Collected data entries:

• • •

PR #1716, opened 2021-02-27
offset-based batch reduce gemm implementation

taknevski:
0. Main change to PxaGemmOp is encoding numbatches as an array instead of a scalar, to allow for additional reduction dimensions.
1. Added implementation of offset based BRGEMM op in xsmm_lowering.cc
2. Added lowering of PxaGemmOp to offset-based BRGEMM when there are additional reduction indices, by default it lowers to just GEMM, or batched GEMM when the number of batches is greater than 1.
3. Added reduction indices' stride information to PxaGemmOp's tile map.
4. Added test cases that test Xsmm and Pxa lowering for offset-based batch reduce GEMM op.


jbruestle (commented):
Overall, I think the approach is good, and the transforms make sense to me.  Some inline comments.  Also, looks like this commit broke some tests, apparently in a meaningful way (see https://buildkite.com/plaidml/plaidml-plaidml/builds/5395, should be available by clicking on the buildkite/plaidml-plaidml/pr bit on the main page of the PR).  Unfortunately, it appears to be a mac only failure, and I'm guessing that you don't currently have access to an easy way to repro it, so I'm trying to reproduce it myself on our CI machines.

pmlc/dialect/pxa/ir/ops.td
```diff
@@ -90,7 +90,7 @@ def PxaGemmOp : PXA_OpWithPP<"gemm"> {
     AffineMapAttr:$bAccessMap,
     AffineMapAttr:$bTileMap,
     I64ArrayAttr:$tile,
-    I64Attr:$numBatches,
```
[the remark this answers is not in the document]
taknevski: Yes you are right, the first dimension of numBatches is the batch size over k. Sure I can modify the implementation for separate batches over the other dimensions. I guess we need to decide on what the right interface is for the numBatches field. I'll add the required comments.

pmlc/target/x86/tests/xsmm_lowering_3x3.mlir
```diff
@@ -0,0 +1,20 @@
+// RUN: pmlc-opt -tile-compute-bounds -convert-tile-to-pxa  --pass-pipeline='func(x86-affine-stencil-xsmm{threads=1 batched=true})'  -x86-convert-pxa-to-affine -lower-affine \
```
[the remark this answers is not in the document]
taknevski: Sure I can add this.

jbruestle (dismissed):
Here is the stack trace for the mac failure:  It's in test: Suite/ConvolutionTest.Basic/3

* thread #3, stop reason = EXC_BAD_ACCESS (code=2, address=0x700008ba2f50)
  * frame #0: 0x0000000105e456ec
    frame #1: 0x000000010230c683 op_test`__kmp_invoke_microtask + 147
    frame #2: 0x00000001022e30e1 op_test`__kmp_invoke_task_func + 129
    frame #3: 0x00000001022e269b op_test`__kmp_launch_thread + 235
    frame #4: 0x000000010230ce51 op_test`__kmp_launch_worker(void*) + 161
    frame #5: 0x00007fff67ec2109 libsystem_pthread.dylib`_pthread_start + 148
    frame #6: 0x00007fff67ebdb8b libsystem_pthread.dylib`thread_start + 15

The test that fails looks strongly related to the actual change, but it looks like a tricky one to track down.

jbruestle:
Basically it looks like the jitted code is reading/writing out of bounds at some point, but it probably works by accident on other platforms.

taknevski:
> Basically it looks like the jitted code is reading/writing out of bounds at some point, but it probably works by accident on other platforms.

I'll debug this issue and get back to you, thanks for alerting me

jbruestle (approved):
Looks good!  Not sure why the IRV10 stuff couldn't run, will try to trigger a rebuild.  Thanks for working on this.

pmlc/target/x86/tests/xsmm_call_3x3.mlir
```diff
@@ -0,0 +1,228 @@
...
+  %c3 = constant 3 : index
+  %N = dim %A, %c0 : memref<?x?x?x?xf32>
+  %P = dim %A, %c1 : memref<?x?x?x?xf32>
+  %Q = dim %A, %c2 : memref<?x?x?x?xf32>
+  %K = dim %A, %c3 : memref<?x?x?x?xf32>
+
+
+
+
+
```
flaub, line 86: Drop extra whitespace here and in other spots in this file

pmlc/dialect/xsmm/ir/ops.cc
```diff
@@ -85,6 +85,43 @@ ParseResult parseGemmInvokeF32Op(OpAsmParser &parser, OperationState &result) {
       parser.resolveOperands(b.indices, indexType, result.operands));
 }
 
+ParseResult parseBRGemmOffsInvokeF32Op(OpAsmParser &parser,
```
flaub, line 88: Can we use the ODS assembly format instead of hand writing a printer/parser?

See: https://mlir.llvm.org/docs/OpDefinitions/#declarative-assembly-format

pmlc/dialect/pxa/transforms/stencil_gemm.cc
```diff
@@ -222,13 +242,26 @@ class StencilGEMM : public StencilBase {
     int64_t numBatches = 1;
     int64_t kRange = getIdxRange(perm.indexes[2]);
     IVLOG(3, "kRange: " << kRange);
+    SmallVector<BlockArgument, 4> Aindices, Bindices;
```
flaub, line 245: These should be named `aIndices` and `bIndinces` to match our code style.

• • •

§ What you need to do
Each line above where the word "this" occurs should be returned in full.

§ Task output
Overall, I think the approach is good, and the transforms make sense to me.  Some inline comments.  Also, looks like this commit broke some tests, apparently in a meaningful way (see https://buildkite.com/plaidml/plaidml-plaidml/builds/5395, should be available by clicking on the buildkite/plaidml-plaidml/pr bit on the main page of the PR).  Unfortunately, it appears to be a mac only failure, and I'm guessing that you don't currently have access to an easy way to repro it, so I'm trying to reproduce it myself on our CI machines.
[the remark this answers is not in the document]
[the remark this answers is not in the document]
taknevski: Sure I can add this.
I'll debug this issue and get back to you, thanks for alerting me
Looks good!  Not sure why the IRV10 stuff couldn't run, will try to trigger a rebuild.  Thanks for working on this.
flaub, line 86: Drop extra whitespace here and in other spots in this file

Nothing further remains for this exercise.